(Beginning of RECORDS FOR THE EXERCISE)

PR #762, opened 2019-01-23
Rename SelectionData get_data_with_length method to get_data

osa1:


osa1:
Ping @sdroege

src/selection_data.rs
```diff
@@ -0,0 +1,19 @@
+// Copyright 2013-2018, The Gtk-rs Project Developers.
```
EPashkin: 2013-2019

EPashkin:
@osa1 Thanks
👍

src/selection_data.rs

(End of RECORDS FOR THE EXERCISE)

TASK TO COMPLETE:
Set down exactly the lines from the one that contains "EPashkin: 2013-2019" to the final line above, both included, and nothing more.

WRITTEN RESPONSE:
EPashkin: 2013-2019

EPashkin:
@osa1 Thanks
👍

src/selection_data.rs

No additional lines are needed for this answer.